> **YOUR GOAL**:
Return verbatim every line from the first line of the data below to the line that contains "I added a small", inclusive, and no further.

---- EXERCISE INPUTS

PR #2288, opened 2025-05-09
Allow disabling dropdown clearable

rickyosser:
I added a small if to check if the "clearable" option is set, if it is then override the default model-based behaviour for dropdowns.

The current implementation requires you to actually use a model to populate the dropdown otherwise clearable is always set. In cases where you aren't using any models at all for DB/data related handling this will make it possible to delete the value which might not be the expected result. 

This PR will make the the Dropdown honour setDropdownOption('clearable', false).

### DIFF
--- a/src/Form/Control/Dropdown.php
+++ b/src/Form/Control/Dropdown.php
@@ -159,10 +159,12 @@ class Dropdown extends Input
     protected function jsRenderDropdown(): JsExpressionable
     {
         $dropdownOptions = $this->dropdownOptions;
-        if ($this->entityField === null || ($this->entityField->getField()->nullable || !$this->entityField->getField()->required)) {
-            $dropdownOptions['clearable'] = true;
-        }
 
+        if (!array_key_exists('clearable', $dropdownOptions)) {
+            if ($this->entityField === null || ($this->entityField->getField()->nullable || !$this->entityField->getField()->required)) {
+                $dropdownOptions['clearable'] = true;
+            }
+        }
         return $this->jsDropdown(true)->dropdown($dropdownOptions);
     }
 
--- a/src/Form/Control/Dropdown.php
+++ b/src/Form/Control/Dropdown.php
@@ -165,6 +165,7 @@ class Dropdown extends Input
                 $dropdownOptions['clearable'] = true;
             }
         }
+
         return $this->jsDropdown(true)->dropdown($dropdownOptions);
     }
 
--- a/src/Form/Control/Dropdown.php
+++ b/src/Form/Control/Dropdown.php
@@ -160,7 +160,7 @@ class Dropdown extends Input
     {
         $dropdownOptions = $this->dropdownOptions;
 
-        if (!isset($dropdownOptions['clearable']) && ($this->entityField === null || ($this->entityField->getField()->nullable || !$this->entityField->getField()->required))) {
+        if (!isset($dropdownOptions['clearable']) && ($this->entityField === null || $this->entityField->getField()->nullable || !$this->entityField->getField()->required)) {
             $dropdownOptions['clearable'] = true;
         }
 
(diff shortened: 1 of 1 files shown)


src/Form/Control/Dropdown.php
```diff
@@ -159,8 +159,11 @@ protected function jsDropdown($when = false, $action = null): JsExpressionable
     protected function jsRenderDropdown(): JsExpressionable
     {
         $dropdownOptions = $this->dropdownOptions;
-        if ($this->entityField === null || ($this->entityField->getField()->nullable || !$this->entityField->getField()->required)) {
-            $dropdownOptions['clearable'] = true;
+
+        if (!array_key_exists('clearable', $dropdownOptions)) {
+            if ($this->entityField === null || ($this->entityField->getField()->nullable || !$this->entityField->getField()->required)) {
```
mvorisek, line 164: `!isset() && (orig cond)` CS please, otherwise LGTM

src/Form/Control/Dropdown.php
```diff
@@ -159,8 +159,11 @@ protected function jsDropdown($when = false, $action = null): JsExpressionable
     protected function jsRenderDropdown(): JsExpressionable
```
mvorisek, line 159: and what about https://github.com/atk4/ui/pull/2063/commits/6fcc1f225c0b2f0095d8d4106b1ed92ba6b37a2e?

mvorisek: Also please clarify the motivation of this PR.

rickyosser: > and what about [6fcc1f2](https://github.com/atk4/ui/commit/6fcc1f225c0b2f0095d8d4106b1ed92ba6b37a2e)?

According to the Human Inteface Guidlines (in most versions) a radio-button group can not be deselected as well as only one option should be selectable. If you want an unselected radio-button group, you should really use checkboxes instead.

Check https://uxplanet.org/radio-buttons-ux-design-588e5c0a50dc for example.

rickyosser: > Also please clarify the motivation of this PR.

I added it to the initial comment.

src/Form/Control/Dropdown.php
```diff
@@ -159,7 +159,8 @@ protected function jsDropdown($when = false, $action = null): JsExpressionable
...
     {
         $dropdownOptions = $this->dropdownOptions;
-        if ($this->entityField === null || ($this->entityField->getField()->nullable || !$this->entityField->getField()->required)) {
+
+        if (!isset($dropdownOptions['clearable']) && $this->entityField === null || ($this->entityField->getField()->nullable || !$this->entityField->getField()->required)) {
```
mvorisek, line 163:
```suggestion
        if (!isset($dropdownOptions['clearable']) && ($this->entityField === null || ($this->entityField->getField()->nullable || !$this->entityField->getField()->required))) {
```

src/Form/Control/Dropdown.php
```diff
@@ -159,7 +159,8 @@ protected function jsDropdown($when = false, $action = null): JsExpressionable
     protected function jsRenderDropdown(): JsExpressionable
     {
         $dropdownOptions = $this->dropdownOptions;
-        if ($this->entityField === null || ($this->entityField->getField()->nullable || !$this->entityField->getField()->required)) {
+
+        if (!isset($dropdownOptions['clearable']) && ($this->entityField === null || ($this->entityField->getField()->nullable || !$this->entityField->getField()->required))) {
```
mvorisek, line 163:
```suggestion
        if (!isset($dropdownOptions['clearable']) && ($this->entityField === null || $this->entityField->getField()->nullable || !$this->entityField->getField()->required)) {
```

src/Form/Control/Dropdown.php
mvorisek: I am ok to allow to disable the "clearable" in opt-in fashion.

--------

> **TASK RESULT**:
PR #2288, opened 2025-05-09
Allow disabling dropdown clearable

rickyosser:
I added a small if to check if the "clearable" option is set, if it is then override the default model-based behaviour for dropdowns.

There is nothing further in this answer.